## WHAT IS REQUIRED:
Write out, word for word, every line in the data below from the one containing "Below is the" to the one containing "or full backtrace?", both of them included.

━━ DATA PROVIDED ━━

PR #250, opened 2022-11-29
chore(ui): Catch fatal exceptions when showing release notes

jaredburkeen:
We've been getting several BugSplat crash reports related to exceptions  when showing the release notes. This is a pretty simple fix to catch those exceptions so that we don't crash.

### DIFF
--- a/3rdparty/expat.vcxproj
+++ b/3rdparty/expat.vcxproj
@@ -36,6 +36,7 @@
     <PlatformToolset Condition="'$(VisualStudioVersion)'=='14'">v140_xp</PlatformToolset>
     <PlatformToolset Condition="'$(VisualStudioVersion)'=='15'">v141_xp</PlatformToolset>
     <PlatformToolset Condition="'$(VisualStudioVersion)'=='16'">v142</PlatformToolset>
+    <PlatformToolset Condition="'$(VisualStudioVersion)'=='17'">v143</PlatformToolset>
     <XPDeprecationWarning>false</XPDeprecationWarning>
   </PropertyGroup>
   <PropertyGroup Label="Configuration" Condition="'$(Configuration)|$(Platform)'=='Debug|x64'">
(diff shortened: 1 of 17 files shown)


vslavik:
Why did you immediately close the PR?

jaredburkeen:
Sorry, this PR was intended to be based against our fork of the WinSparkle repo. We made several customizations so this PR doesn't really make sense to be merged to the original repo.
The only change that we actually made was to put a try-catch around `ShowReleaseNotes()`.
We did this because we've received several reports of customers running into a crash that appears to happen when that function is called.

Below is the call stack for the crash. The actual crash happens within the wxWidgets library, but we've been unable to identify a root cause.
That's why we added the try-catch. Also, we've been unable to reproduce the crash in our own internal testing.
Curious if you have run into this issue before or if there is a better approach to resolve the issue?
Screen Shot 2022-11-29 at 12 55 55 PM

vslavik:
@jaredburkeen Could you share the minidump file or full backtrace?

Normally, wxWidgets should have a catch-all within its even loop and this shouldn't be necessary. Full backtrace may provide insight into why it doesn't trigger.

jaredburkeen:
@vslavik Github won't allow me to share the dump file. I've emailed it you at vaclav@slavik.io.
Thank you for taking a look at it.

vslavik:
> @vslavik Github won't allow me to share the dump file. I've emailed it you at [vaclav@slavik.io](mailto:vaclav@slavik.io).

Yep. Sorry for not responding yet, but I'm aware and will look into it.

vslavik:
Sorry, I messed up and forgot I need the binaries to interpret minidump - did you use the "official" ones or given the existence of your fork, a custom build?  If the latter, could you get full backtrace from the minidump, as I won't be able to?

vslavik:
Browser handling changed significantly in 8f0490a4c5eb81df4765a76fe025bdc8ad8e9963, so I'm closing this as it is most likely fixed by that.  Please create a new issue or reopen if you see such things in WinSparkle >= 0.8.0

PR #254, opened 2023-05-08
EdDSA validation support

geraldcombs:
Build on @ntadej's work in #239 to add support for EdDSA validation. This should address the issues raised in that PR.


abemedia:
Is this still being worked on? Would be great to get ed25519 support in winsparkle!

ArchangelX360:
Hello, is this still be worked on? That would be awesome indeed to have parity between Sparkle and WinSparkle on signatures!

━━━
━━ DATA PROVIDED ━━

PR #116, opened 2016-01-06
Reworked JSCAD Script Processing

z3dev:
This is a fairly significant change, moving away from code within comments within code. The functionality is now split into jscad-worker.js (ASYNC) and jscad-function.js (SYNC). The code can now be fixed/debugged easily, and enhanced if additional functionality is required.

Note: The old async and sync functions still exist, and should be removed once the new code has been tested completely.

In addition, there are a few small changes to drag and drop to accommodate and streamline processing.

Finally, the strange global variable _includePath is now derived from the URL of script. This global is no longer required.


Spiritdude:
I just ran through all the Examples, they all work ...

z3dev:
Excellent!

━━━

## WRITTEN RESPONSE:
Below is the call stack for the crash. The actual crash happens within the wxWidgets library, but we've been unable to identify a root cause.
That's why we added the try-catch. Also, we've been unable to reproduce the crash in our own internal testing.
Curious if you have run into this issue before or if there is a better approach to resolve the issue?
Screen Shot 2022-11-29 at 12 55 55 PM

vslavik:
@jaredburkeen Could you share the minidump file or full backtrace?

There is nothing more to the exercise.